Currently, they know that I have assets, but they lack the technical skills to combine "Seed + Passphrase". My fear is that if I make the security too good (hidden wallets, decoys), I am essentially making it unrecoverable for my non-tech-savvy heirs.
I think I will stick to a detailed "In case of emergency" letter stored in a bank safety deposit box that explains exactly how to use the backups.
​Thanks for the reality check, everyone.

[LoyceV]

​@NeuroticFish
​>Or have the the wrong keyboard setup (eg qwertz) in both cases.
​That is a brilliant point I hadn't considered! Since I boot Tails on different laptops depending on where I am, the hardware keyboard layout might differ. If I type my passphrase blindly on a QWERTZ keyboard thinking it is QWERTY, I am creating a wallet I can never restore on a normal machine.

Are you changing your Tails keymap if you boot on a different laptop? I'd expect most keys to work normally if you load a QWERTY keymap on a QWERTZ laptop. If you don't look at the keyboard, it doesn't matter what it says on the keys

[satscraper]

I have been exploring the "Passphrase" feature (often called the 25th word) to add an extra layer of security to my cold storage. The idea of having a "hidden wallet" and protection against physical seed theft sounds amazing.
​However, while testing it, I realized something terrifying.
If I make a single typo in the passphrase (e.g., "P@ssword" vs "Password"), the wallet still opens, but it generates a completely different (empty) set of addresses. There is no "Wrong Password" error message. It just silently shows you a valid, empty wallet.
​This scares me for two reasons:
1. The "Fat Finger" risk: What if I transfer funds to a wallet generated by a typos-passphrase that I can never reproduce?
2. Inheritance: If something happens to me, my family will find the seed phrase, restore it, see an empty balance, and think I lost everything.
​How do you guys handle the passphrase storage? Do you write it down next to the seed (which defeats the purpose of physical security)? Or do you memorize it (which seems risky for long-term storage)?
​I am starting to feel that for a regular user, a passphrase adds more risk of user-error than the protection it offers against a $5 wrench attack.

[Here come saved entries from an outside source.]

PR #222, opened 2020-04-29
Streaming Output and Adding Back Output Formats

cube2222:


app/app.go
```diff
@@ -20,11 +20,11 @@ import (
 type App struct {
 	cfg                  *config.Config
 	dataSourceRepository *physical.DataSourceRepository
-	out                  output.Output
+	out                  interface{}
```
JasiekChomiak, line 23: Explain this please, `interface{}` is the least self-explanatory thing there is, so it deserves a comment

cmd/octosql/main.go
```diff
@@ -77,23 +81,52 @@ With OctoSQL you don't need O(n) client tools or a large data analysis system de
 			log.Fatal(err)
 		}
 
-		var out output.Output
+		// stream json
```
JasiekChomiak, line 84: What is this comment for?

cmd/octosql/main.go
```diff
@@ -77,23 +81,52 @@ With OctoSQL you don't need O(n) client tools or a large data analysis system de
...
+				sink := batch.NewTableOutput(streamID, eventTimeField)
+				out := batch.NewWholeTablePrinter(stateStorage, sink, batchtable.TableFormatter(false))
+				return sink, out
+			}
 		default:
 			log.Fatal("invalid output type")
 		}
 
-		app := app.NewApp(cfg, dataSourceRespository, out, describe)
+		app := app.NewApp(cfg, dataSourceRespository, nil, describe)
```
JasiekChomiak, line 129: What? Why is this `nil`?

cmd/octosql/main.go
```diff
@@ -77,23 +81,52 @@ With OctoSQL you don't need O(n) client tools or a large data analysis system de
...
 		}
 
-		var out output.Output
+		// stream json
+		// live csv
+		// live table
+		// batch csv
+		// batch table
+		var outputSinkFn func(stateStorage storage.Storage, streamID *execution.StreamID, eventTimeField octosql.VariableName) (execution.IntermediateRecordStore, output.Printer)
 		switch outputFormat {
```
JasiekChomiak, line 90: OK to be honest this is not very elegant, maybe consider if it's doable to put it into some subfunction?

output/batch/table/formatter.go
```diff
@@ -0,0 +1,56 @@
...
+	"github.com/olekukonko/tablewriter"
+
+	"github.com/cube2222/octosql"
+	"github.com/cube2222/octosql/execution"
+	"github.com/cube2222/octosql/output/batch"
+)
+
+func TableFormatter(rowLines bool) batch.TableFormatter {
+	return func(w io.Writer, records []*execution.Record, watermark time.Time, errToPrint error) error {
+		var fields []string
```
JasiekChomiak, line 17: This code appears more than once and it's like 12 lines of code - maybe create a function `getAllFields(records []*Record) []string`

output/batch/csv/formatter.go
```diff
@@ -0,0 +1,55 @@
...
+	"github.com/pkg/errors"
+
+	"github.com/cube2222/octosql"
+	"github.com/cube2222/octosql/execution"
+	"github.com/cube2222/octosql/output/batch"
+)
+
+func TableFormatter(separator rune) batch.TableFormatter {
+	return func(w io.Writer, records []*execution.Record, watermark time.Time, errToPrint error) error {
+		var fields []string
```
JasiekChomiak, line 17: The function that I mentioned in batch/table/formatter.go should be used here (just a reminder)

output/batch/stdout.go
```diff
@@ -0,0 +1,171 @@
...
+func NewLiveTablePrinter(stateStorage storage.Storage, recordsLister RecordsLister, tableFormatter TableFormatter) *LiveTablePrinter {
+	return &LiveTablePrinter{
+		recordsLister:  recordsLister,
+		stateStorage:   stateStorage,
+		tableFormatter: tableFormatter,
+	}
+}
+
+func (printer *LiveTablePrinter) Run(ctx context.Context) error {
+	for range time.Tick(time.Second / 4) {
```
JasiekChomiak, line 42: This should prolly be some constant/some configurable value

output/batch/stdout.go
```diff
@@ -0,0 +1,171 @@
...
+		tx := printer.stateStorage.BeginTransaction()
+
+		records, err := printer.recordsLister.ListRecords(ctx, tx)
+		if err != nil {
+			return errors.Wrap(err, "couldn't list records")
+		}
+
+		if len(records) > 0 && !records[0].EventTimeField().Empty() {
+			sort.SliceStable(records, func(i, j int) bool {
+				return records[i].EventTime().AsTime().Before(records[j].EventTime().AsTime())
```
JasiekChomiak, line 52: Why do you assume that if the first record has an `EventTimeField` then all records do?

output/batch/stdout.go
```diff
@@ -0,0 +1,171 @@
...
+func NewWholeTablePrinter(stateStorage storage.Storage, recordsLister RecordsLister, tableFormatter TableFormatter) *WholeTablePrinter {
+	return &WholeTablePrinter{
+		recordsLister:  recordsLister,
+		stateStorage:   stateStorage,
+		tableFormatter: tableFormatter,
+	}
+}
+
+func (printer *WholeTablePrinter) Run(ctx context.Context) error {
+	for range time.Tick(time.Second / 4) {
```
JasiekChomiak, line 115: Same as above

output/batch/stdout.go
```diff
@@ -0,0 +1,171 @@
...
+		if !endOfStream && len(errorMessage) == 0 {
+			continue
+		}
+
+		records, err := printer.recordsLister.ListRecords(ctx, tx)
+		if err != nil {
+			return errors.Wrap(err, "couldn't list records")
+		}
+
+		if len(records) > 0 && !records[0].EventTimeField().Empty() {
```
JasiekChomiak, line 137: Same as above

values.go
```diff
@@ -72,6 +72,7 @@ func ZeroString() Value {
 func MakeTime(v time.Time) Value {
 	t, err := ptypes.TimestampProto(v)
 	if err != nil {
+		log.Println(v)
```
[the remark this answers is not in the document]
cube2222: Oh this was actually an accident to leave this here.

sorted_keys.go
```diff
@@ -293,22 +293,30 @@ func MonotonicUnmarshalString(b []byte) (string, error) {
...
 /* Marshal Timestamp */
 func MonotonicMarshalTime(t time.Time) []byte {
-	bytes := MonotonicMarshalInt64(t.UnixNano())
+	bytes := make([]byte, 1+8+1+8)
+
 	bytes[0] = TimestampIdentifier
+	seconds := MonotonicMarshalInt64(t.Unix())
+	copy(bytes[1:9], seconds[1:9]) // Omit integer
+
+	bytes[9] = TimestampIdentifier
```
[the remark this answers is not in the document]
cube2222: The problem is, currently the marshalling/unmarshalling functions are designed so that they accept an array of n+1 bytes and ignore the first one.

The approach of just packing it into 17 bytes works, but really hurts your eyes when reading it. So I opted for this one, which loses a byte, but looks very pleasing.

sorted_keys.go
```diff
@@ -293,22 +293,30 @@ func MonotonicUnmarshalString(b []byte) (string, error) {
 
 /* Marshal Timestamp */
 func MonotonicMarshalTime(t time.Time) []byte {
-	bytes := MonotonicMarshalInt64(t.UnixNano())
+	bytes := make([]byte, 1+8+1+8)
```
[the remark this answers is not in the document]
cube2222: I don't want to remove it.

sorted_keys.go
```diff
@@ -498,7 +506,9 @@ func getConstantMarshalLength(identifier byte) (int, error) {
 	switch identifier {
 	case NullIdentifier, PhantomIdentifier:
 		return NonexistentMarshalLength, nil
-	case IntIdentifier, FloatIdentifier, TimestampIdentifier, DurationIdentifier:
+	case TimestampIdentifier:
+		return 2 * NumberMarshalLength, nil
```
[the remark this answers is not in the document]
cube2222: Don't want to.

sorted_keys.go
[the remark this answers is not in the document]
JasiekChomiak: Oh you are right, forgot about that. Yeah that might not have been the best idea overall. But still for sure change the `1 + 8 + 1 + 8` to `2 * NumberMarshalLength`

output/streaming/stdout.go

To make sure you didn’t make any typos in your passphrase simply save the master fingerprint associated with your wallet. This fingerprint confirms that you’re using the correct extended SEED,i.e. SEED words plus the passphrase. I don’t know which wallet you’re using, but on my hardware wallet ^{Passport Core} this feature is enabled by default. Sparrow ^{software wallet} also supports it.

[CryptoVoyager24]

​@LoyceV
> If you don't look at the keyboard, it doesn't matter what it says on the keys smiley

​You are absolutely right regarding the alphabet (A-Z). If I touch-type "password", my fingers hit the same physical switches regardless of the labels.
​The real panic comes with special characters.
My passphrase includes symbols. On a standard US layout, @ is Shift+2. On a German QWERTZ, it is AltGr+Q. On a UK layout, " and @ are swapped.
If I am on a borrowed laptop and instinctively look down to find the symbol on the keys, that is where the "User Error" trap springs if the OS layout doesn't match the physical labels.
​So yes, I now explicitly check/set the Keyboard Layout in the Tails Greeter every time to match the hardware I am using.